Dataset>
= = = = =
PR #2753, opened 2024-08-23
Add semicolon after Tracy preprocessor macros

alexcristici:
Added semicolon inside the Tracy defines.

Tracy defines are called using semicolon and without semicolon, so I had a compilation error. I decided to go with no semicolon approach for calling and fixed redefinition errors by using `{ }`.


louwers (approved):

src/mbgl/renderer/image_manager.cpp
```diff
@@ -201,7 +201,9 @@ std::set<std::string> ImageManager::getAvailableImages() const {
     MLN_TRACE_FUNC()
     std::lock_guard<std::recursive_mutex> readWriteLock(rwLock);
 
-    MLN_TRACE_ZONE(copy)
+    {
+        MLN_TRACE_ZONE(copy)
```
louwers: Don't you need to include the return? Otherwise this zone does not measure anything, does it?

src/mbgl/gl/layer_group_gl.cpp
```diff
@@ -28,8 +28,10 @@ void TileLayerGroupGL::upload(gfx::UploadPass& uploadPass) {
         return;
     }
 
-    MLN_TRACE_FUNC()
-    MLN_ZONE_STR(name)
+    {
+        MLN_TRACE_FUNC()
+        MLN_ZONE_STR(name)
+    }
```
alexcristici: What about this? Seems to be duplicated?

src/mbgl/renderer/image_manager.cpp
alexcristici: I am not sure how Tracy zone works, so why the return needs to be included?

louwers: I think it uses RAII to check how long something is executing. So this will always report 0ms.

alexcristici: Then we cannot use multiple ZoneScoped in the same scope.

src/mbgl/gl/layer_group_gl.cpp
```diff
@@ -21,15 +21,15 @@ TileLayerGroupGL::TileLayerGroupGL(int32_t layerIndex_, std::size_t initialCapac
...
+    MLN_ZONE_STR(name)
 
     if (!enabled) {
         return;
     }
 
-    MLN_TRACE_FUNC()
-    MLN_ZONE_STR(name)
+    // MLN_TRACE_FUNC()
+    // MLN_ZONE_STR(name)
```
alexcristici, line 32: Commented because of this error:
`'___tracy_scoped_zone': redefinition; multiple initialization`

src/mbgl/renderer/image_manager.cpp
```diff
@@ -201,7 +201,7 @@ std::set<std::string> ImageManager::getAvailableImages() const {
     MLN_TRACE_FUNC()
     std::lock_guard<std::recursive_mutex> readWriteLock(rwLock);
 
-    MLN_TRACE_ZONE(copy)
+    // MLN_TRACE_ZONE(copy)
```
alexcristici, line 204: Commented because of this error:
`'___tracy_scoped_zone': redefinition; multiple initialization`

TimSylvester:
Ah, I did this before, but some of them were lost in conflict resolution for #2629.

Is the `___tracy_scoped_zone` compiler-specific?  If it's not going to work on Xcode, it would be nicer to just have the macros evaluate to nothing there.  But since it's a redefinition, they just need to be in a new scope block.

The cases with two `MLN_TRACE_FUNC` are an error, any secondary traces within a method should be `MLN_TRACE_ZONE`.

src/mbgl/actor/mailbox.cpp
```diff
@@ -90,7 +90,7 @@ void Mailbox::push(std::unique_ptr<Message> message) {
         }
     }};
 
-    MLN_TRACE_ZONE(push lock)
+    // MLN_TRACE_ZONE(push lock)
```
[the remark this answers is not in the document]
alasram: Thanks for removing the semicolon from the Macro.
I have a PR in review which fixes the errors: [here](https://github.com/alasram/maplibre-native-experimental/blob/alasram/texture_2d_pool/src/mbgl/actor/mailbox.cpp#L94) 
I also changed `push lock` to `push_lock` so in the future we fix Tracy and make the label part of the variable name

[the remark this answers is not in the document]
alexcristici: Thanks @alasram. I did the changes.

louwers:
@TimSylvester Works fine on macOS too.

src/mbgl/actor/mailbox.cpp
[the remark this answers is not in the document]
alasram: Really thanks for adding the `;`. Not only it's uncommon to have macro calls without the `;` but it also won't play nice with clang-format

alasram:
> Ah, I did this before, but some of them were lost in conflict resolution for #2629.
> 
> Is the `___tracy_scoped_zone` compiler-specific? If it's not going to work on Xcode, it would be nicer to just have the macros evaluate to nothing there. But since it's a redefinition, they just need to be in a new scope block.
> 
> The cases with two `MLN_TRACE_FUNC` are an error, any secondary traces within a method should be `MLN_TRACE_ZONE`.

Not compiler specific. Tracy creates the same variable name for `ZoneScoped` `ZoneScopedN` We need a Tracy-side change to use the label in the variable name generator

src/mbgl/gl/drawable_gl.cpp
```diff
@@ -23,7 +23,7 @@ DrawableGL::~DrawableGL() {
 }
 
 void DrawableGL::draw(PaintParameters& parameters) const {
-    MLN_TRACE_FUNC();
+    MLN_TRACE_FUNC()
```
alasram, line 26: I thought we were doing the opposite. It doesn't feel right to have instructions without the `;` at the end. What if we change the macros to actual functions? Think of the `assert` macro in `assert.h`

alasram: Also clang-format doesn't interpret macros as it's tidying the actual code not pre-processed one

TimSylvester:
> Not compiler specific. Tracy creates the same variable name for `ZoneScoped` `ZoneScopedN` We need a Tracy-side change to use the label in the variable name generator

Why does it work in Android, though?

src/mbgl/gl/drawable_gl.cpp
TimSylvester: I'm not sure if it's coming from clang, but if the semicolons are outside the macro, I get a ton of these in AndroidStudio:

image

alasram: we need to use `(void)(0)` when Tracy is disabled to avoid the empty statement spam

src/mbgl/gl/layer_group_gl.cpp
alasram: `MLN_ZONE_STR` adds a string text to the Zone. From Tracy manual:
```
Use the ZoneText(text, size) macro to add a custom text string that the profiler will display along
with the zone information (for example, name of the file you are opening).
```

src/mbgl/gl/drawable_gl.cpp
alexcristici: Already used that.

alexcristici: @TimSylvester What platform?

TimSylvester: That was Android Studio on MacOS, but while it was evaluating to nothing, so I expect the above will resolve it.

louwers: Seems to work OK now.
= = = = =
Transcribe the whole listing above exactly, leaving nothing out.

Output of the task>
PR #2753, opened 2024-08-23
Add semicolon after Tracy preprocessor macros

alexcristici:
Added semicolon inside the Tracy defines.

Tracy defines are called using semicolon and without semicolon, so I had a compilation error. I decided to go with no semicolon approach for calling and fixed redefinition errors by using `{ }`.


louwers (approved):

src/mbgl/renderer/image_manager.cpp
```diff
@@ -201,7 +201,9 @@ std::set<std::string> ImageManager::getAvailableImages() const {
     MLN_TRACE_FUNC()
     std::lock_guard<std::recursive_mutex> readWriteLock(rwLock);
 
-    MLN_TRACE_ZONE(copy)
+    {
+        MLN_TRACE_ZONE(copy)
```
louwers: Don't you need to include the return? Otherwise this zone does not measure anything, does it?

src/mbgl/gl/layer_group_gl.cpp
```diff
@@ -28,8 +28,10 @@ void TileLayerGroupGL::upload(gfx::UploadPass& uploadPass) {
         return;
     }
 
-    MLN_TRACE_FUNC()
-    MLN_ZONE_STR(name)
+    {
+        MLN_TRACE_FUNC()
+        MLN_ZONE_STR(name)
+    }
```
alexcristici: What about this? Seems to be duplicated?

src/mbgl/renderer/image_manager.cpp
alexcristici: I am not sure how Tracy zone works, so why the return needs to be included?

louwers: I think it uses RAII to check how long something is executing. So this will always report 0ms.

alexcristici: Then we cannot use multiple ZoneScoped in the same scope.

src/mbgl/gl/layer_group_gl.cpp
```diff
@@ -21,15 +21,15 @@ TileLayerGroupGL::TileLayerGroupGL(int32_t layerIndex_, std::size_t initialCapac
...
+    MLN_ZONE_STR(name)
 
     if (!enabled) {
         return;
     }
 
-    MLN_TRACE_FUNC()
-    MLN_ZONE_STR(name)
+    // MLN_TRACE_FUNC()
+    // MLN_ZONE_STR(name)
```
alexcristici, line 32: Commented because of this error:
`'___tracy_scoped_zone': redefinition; multiple initialization`

src/mbgl/renderer/image_manager.cpp
```diff
@@ -201,7 +201,7 @@ std::set<std::string> ImageManager::getAvailableImages() const {
     MLN_TRACE_FUNC()
     std::lock_guard<std::recursive_mutex> readWriteLock(rwLock);
 
-    MLN_TRACE_ZONE(copy)
+    // MLN_TRACE_ZONE(copy)
```
alexcristici, line 204: Commented because of this error:
`'___tracy_scoped_zone': redefinition; multiple initialization`

TimSylvester:
Ah, I did this before, but some of them were lost in conflict resolution for #2629.

Is the `___tracy_scoped_zone` compiler-specific?  If it's not going to work on Xcode, it would be nicer to just have the macros evaluate to nothing there.  But since it's a redefinition, they just need to be in a new scope block.

The cases with two `MLN_TRACE_FUNC` are an error, any secondary traces within a method should be `MLN_TRACE_ZONE`.

src/mbgl/actor/mailbox.cpp
```diff
@@ -90,7 +90,7 @@ void Mailbox::push(std::unique_ptr<Message> message) {
         }
     }};
 
-    MLN_TRACE_ZONE(push lock)
+    // MLN_TRACE_ZONE(push lock)
```
[the remark this answers is not in the document]
alasram: Thanks for removing the semicolon from the Macro.
I have a PR in review which fixes the errors: [here](https://github.com/alasram/maplibre-native-experimental/blob/alasram/texture_2d_pool/src/mbgl/actor/mailbox.cpp#L94) 
I also changed `push lock` to `push_lock` so in the future we fix Tracy and make the label part of the variable name

[the remark this answers is not in the document]
alexcristici: Thanks @alasram. I did the changes.

louwers:
@TimSylvester Works fine on macOS too.

src/mbgl/actor/mailbox.cpp
[the remark this answers is not in the document]
alasram: Really thanks for adding the `;`. Not only it's uncommon to have macro calls without the `;` but it also won't play nice with clang-format

alasram:
> Ah, I did this before, but some of them were lost in conflict resolution for #2629.
> 
> Is the `___tracy_scoped_zone` compiler-specific? If it's not going to work on Xcode, it would be nicer to just have the macros evaluate to nothing there. But since it's a redefinition, they just need to be in a new scope block.
> 
> The cases with two `MLN_TRACE_FUNC` are an error, any secondary traces within a method should be `MLN_TRACE_ZONE`.

Not compiler specific. Tracy creates the same variable name for `ZoneScoped` `ZoneScopedN` We need a Tracy-side change to use the label in the variable name generator

src/mbgl/gl/drawable_gl.cpp
```diff
@@ -23,7 +23,7 @@ DrawableGL::~DrawableGL() {
 }
 
 void DrawableGL::draw(PaintParameters& parameters) const {
-    MLN_TRACE_FUNC();
+    MLN_TRACE_FUNC()
```
alasram, line 26: I thought we were doing the opposite. It doesn't feel right to have instructions without the `;` at the end. What if we change the macros to actual functions? Think of the `assert` macro in `assert.h`

alasram: Also clang-format doesn't interpret macros as it's tidying the actual code not pre-processed one

TimSylvester:
> Not compiler specific. Tracy creates the same variable name for `ZoneScoped` `ZoneScopedN` We need a Tracy-side change to use the label in the variable name generator

Why does it work in Android, though?

src/mbgl/gl/drawable_gl.cpp
TimSylvester: I'm not sure if it's coming from clang, but if the semicolons are outside the macro, I get a ton of these in AndroidStudio:

image

alasram: we need to use `(void)(0)` when Tracy is disabled to avoid the empty statement spam

src/mbgl/gl/layer_group_gl.cpp
alasram: `MLN_ZONE_STR` adds a string text to the Zone. From Tracy manual:
```
Use the ZoneText(text, size) macro to add a custom text string that the profiler will display along
with the zone information (for example, name of the file you are opening).
```

src/mbgl/gl/drawable_gl.cpp
alexcristici: Already used that.

alexcristici: @TimSylvester What platform?

TimSylvester: That was Android Studio on MacOS, but while it was evaluating to nothing, so I expect the above will resolve it.

louwers: Seems to work OK now.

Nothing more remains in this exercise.